If one is keeping their work to themselves out of fear of losing "recognition", they should look into the guarantees and rights given by their legal systems, because "feelings on this matter" are not going to save them from anything.

> When I complete them and realize that it will really be used by someones, it will of course be open source

There is a chicken and egg problem with this strategy: Few people will want to, or even be able to, use this unless it’s open source and freely licensed.

The alternatives are mature, open or mostly open, and widely implemented. Minor improvements in speed aren’t enough to get everyone to put up with any difficulties in getting it to work. The only way to get adoption would be to make it completely open and as easy as possible to integrate everywhere.

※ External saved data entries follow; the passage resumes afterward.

PR #4604, opened 2025-03-06
Update golangci-lint to 1.64.6 and update code to conform

mstoykov:
## What?

Bump golangci-lint to latest version

## Why?

Mostly so it actually works with a version that works with go1.24, but also as to get some bugfixes ... and new stuff.

- usetesting seems okay and we already had tenv - I have done some t.TempDir() fixes around it as well
- exportloopref - is not relevant after using go 1.22
## Checklist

It’s a cool project, but the reality is that keeping it closed until it’s “completed” will prevent adoption.

Hakan: if you are going to go open source just do it now. You have nothing to gain and much to lose by keeping it closed.
Maybe he is just waiting for the right investor that has a purpose for the codec so he can reinburse his time investment.

Making it opensource now would just ruin that leverage.

I am with you OP

Looking at history, it seems trying to build a business model around a codec doesn't tend to work out very well. It's not clear what the investor would be investing in. It's a better horse.
When I bring my work to a certain stage, I would like to deliver it to a team that can claim it. However, I want to see how much I can improve my work alone.
Being open source doesn't mean you have to accept contributions from other people.
When you do decide to open the codec, you should talk to xiph.org about patent defensibility. If you want it open, but don’t build a large enough moat (multichannel, other bitrates, bit depth, echo and phase control, etc then the licensing org will offensively patent or extend your creation.
Thanks for the information about the license and patent. It can work with any bitrates for Halac. However, more than 2 channels and 24/32 bit support outside 16 can be added.
I understand a forward compatibility concern, but have you considered to put an attention-grabbing alert in the encoder and clearly state that official releases in the future won't be able to decompress the output? Also your concern may have been too overblown; there have been more than 100 PAQ versions with mutually incompatible formats but such issues didn't happen too often. (Not to say that ZPAQ was pointless, of course.)
You may be trying to kill all criticisms, this is not possible. Not everyone will like you and not everyone will like your code. Fortunatly people irl that have personal differences tend to be a but more tactful than the software crowd can be online but something like this bound to get overwhelming amounts of love.

No great project started out great and the best open source projects got to their state because of the open sourcing.

Consider the problems you might be spending a lot of time solving might be someone else's trivial issue, so unless this is an enjoyable academic excercise for you (which i fully support), why suffer?

I have no problem trying to kill criticism. I'm just trying to do what I love as a hobby(academic).

Or maybe it's better for me to do things like fishing, swimming as a hobby.

Don't let perfect be the enemy of good. If Linus didn't open source Linux until it was "complete", it wouldn't be anywhere near as popular as it is.
Thank you for your valuable thoughts.
You could open it now and crowd-source the missing pieces. I really see nothing to lose by making this oss-first.
Sounds like some words in Filipino:

Halic = kiss Halac = raspy voice

You got that backwards buddy. Nobody will use them so long as they remain closed source like this.
Maybe they want to sell it to a streaming service or something.
This. It's almost ragebait posting this: "I'm better but I won't show you."